These authors contributed equally to this work.
J. Clin. Med. 2023, 12(20), 6566; https://doi.org/10.3390/jcm12206566
Submission received: 3 September 2023 / Revised: 26 September 2023 / Accepted: 13 October 2023 / Published: 17 October 2023
(This article belongs to the Section Cardiology)
Browse Figure
Versions Notes

Abstract

:
Aims—Electrocardiography (ECG) and echocardiographic left atrial (LA) parameters may be helpful to assess the risk of atrial fibrillation (AF) in embolic stroke of unknown etiology (ESUS) and could therefore guide intensity of ECG monitoring. Methods—1153 consecutive patients with ischemic stroke or transient ischemic attack (TIA) were analyzed. An internal loop recorder (ILR) was implanted in 104 consecutive patients with ESUS. Multiple morphologic P-wave parameters in baseline 12-channel ECG and echocardiographic LA parameters were measured and analyzed in patients with and without ILR-detected AF. Using logistic regression, we evaluated the predictive value of several ECG parameters and LA dimensions on the occurrence of AF. Results—In 20 of 104 (19%) patients, AF was diagnosed by ILR during a mean monitoring time of 575 (IQR 470–580) days. Patients with AF were significantly older (72 (67–75) vs. 60 (52–72) years; p = 0.001) and premature atrial contractions (PAC) were more frequently observed (40% vs. 2%; p < 0.001) during baseline ECG. All morphologic P-wave parameters did not show a significant difference between groups. There was a non-significant trend towards a larger LA volume index (31 (24–36) vs. 29 (25–37) mL/m2; p = 0.09) in AF patients. Conclusions—Age and PAC are independently associated with incident AF in ESUS and could be used as markers for selecting patients that may benefit from more extensive rhythm monitoring or ILR implantation. In our consecutive cohort of patients with ESUS, neither morphological P-wave parameters nor LA size were predictive of AF.

1. Introduction

Cardio embolism due to atrial fibrillation (AF) is responsible for some embolic strokes of unknown etiology (ESUS). Diagnosis of a- or oligosymptomatic AF is often difficult because of its paroxysmal occurrence and the intermittent character of ECG monitoring [1]. Implantable loop recorders (ILR) have significantly improved AF detection [2] but are an invasive diagnostic tool with an increased burden on health care expenditures.
Our study as well as others have shown an AF incidence of 18–30% in patients with cryptogenic strokes [3,4,5]. A meta-analysis of 50 studies comprising 11,658 post-stroke patients found an overall detection rate of AF of 23.7% [6]. In addition, the large randomized LOOP trial recently demonstrated AF in 32% of ILR patients as compared to 12% in the control group [7].
Direct oral anticoagulants have generally made oral anticoagulation easier and safer. However, recent large randomized trials have shown that there seems to be no benefit in anticoagulating every patient with ESUS [8,9]. Hence, there is still a strong need to identify patients that benefit from AF screening and oral anticoagulation due to AF.
AF leads to complex alterations in the atrial myocardium referred to as atrial remodeling. This cannot only be induced by AF itself but also by different other cardiac and extra-cardiac factors in the absence of AF, e.g., structural heart disease, (sub-clinical) heart failure, aging, cardiovascular risk factors, etc. Atrial remodeling is a crucial factor in AF initiation and perpetuation. Clinically, an increased left atrial (LA) size and widened or heightened P-wave in the ECG are signs of atrial remodeling and thus AF. Indeed, these parameters are consistently associated with a higher risk for AF in multiple clinical settings [10,11,12,13,14,15,16]. However, all of the studies investigating the impact of P-wave morphology and LA dimensions were limited by their intermittent ECG diagnostics of AF, which mostly consisted of only 24 h of monitoring during follow-up.

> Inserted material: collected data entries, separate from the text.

PR #748, opened 2025-07-01
feat: add default/elvis and coalescing operator

zirkelc:
This PR continues the work of @markmelville in PR https://github.com/jsonata-js/jsonata/pull/638 for the elvis/default operator `A ?: B` and adds the coalescing operator `A ?? B` as described by @andrew-coleman 
> Coalescing operator `A ?? B` which will evaluate to B iff A does not exist (empty sequence). Equivalent to `[A, B](0)` (from XPath).
> https://github.com/jsonata-js/jsonata/pull/638#issuecomment-1584301119

I followed the logic of `$exists()` when evaluating the LHS which only checks for `undefined`, that means other falsy values like `null` are evaluated as true. This could be changed to also include `null` to match the behavior of JavaScript's `??` operator.

### DIFF
--- a/docs/other-operators.md
+++ b/docs/other-operators.md
@@ -27,7 +27,7 @@ __Example__
 
 ## `?:` (Default/Elvis)
 
-The default (or "elvis") operator returns the left-hand side if it is truthy, otherwise it returns the right-hand side. This is useful for providing fallback values when an expression may evaluate to a falsy value (such as `null`, `false`, `0`, `''`, or `undefined`).
+The default (or "elvis") operator returns the left-hand side if it has an effective Boolean value of `true`, otherwise it returns the right-hand side. This is useful for providing fallback values when an expression may evaluate to a value with an effective Boolean value of `false` (such as `null`, `false`, `0`, `''`, or `undefined`).
 
 __Syntax__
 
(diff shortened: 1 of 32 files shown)


markmelville:
Thanks for picking this up. When the feedback on my PR was that the `??` was probably the more important to prioritize, I admittedly lost my steam. My feedback here is that the elvis operator should get some more test cases to show that that rhs would be selected for defined, falsy values such as 0 or "" (where as the null coalescing would not).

This methodological flaw leads to vast underdiagnosis of asymptomatic paroxysmal AF.
As of now, it is unknown if electrical (i.e., P-wave) or mechanical atrial parameters (i.e., LA size) are more closely linked to the occurrence of (asymptomatic) AF. We thus investigated different P-wave and LA parameters in our prospective TRACK-AF study with continuously monitored patients with cryptogenic stroke to identify possible predictors for the presence of AF in patients with ESUS [10,11,12,13,14]. Furthermore, we analyzed if electrical or mechanical factors of atrial remodeling better predict the presence of AF in continuously monitored patients.

2. Materials and Methods

2.1. Study Population

The study population consisted of consecutive patients from the TRACK-AF prospective study [17]. The study protocol was approved by the local ethics committee and registered at ClinicalTrials.gov (NCT02641678).
The eligibility criteria were cryptogenic stroke according to the Trial of Org 10,172 in Acute Stroke Treatment (TOAST 5b) [18]; exclusion criteria were incomplete workup and potential competing sources of embolism.
All patients underwent a thorough diagnostic workup protocol before inclusion. The patients’ medical history including typical cardiovascular risk factors and prior medication were recorded. All patients had a typical embolic stroke pattern on MRI or CT, one 12-lead ECG upon admission, 72 h continuous ECG monitoring (Dräger Infinity Delta, Lübeck, Germany) on our stroke unit, and 24 h Holter ECG (Spider View, Ela Medical, Sorin Group, Milan, Italy) within the first 5 days of admission. Only the baseline 12-lead ECG upon admission was taken into account for further analysis as mentioned below; Holter ECG and continuous monitoring were solely used to rule out manifest atrial fibrillation. Transesophageal/transthoracic echocardiography and ultrasound imaging of the brain supplying arteries were performed in all patients. Only patients without AF during the first ECG monitoring days were included and a previously validated implantable loop recorder (ILR) (Reveal XT, Medtronic, Minneapolis, MN, USA) was implanted [19]. The ILR is capable of detecting AF automatically and independently from heart rate or symptoms. Each recording of the ILR was reviewed by two experienced electrophysiologists and had to be independently classified as an AF episode lasting at least 30 s.

2.2. ECG Parameters

The baseline 12-lead ECG was registered upon admission and printed at a paper speed of 50 mm/s on recording paper. The tracings were evaluated independently by two physicians. P-wave duration was defined as the interval between the earliest detection of atrial depolarization in any lead and the latest detection of atrial depolarization in any lead [13]; a P-wave duration <110 ms is considered normal [11]. P-wave dispersion was defined as the difference between the longest and shortest P-wave duration when measured individually in each lead; the normal value for P-wave dispersion is <40 ms [11]. P-wave amplitude was measured from baseline to the positive peak of the P-wave in all limb and augmented limb leads [12]; the maximum obtained value was used for analysis. The P-wave in lead V1 is typically biphasic with a second negative portion of which duration and amplitude were measured [14]. In addition, lead II was checked for a biphasic P-wave [10]. Furthermore, the baseline ECG was screened for premature atrial contractions (PACs) [20,21]. Figure 1 shows an example of how the measurements were obtained.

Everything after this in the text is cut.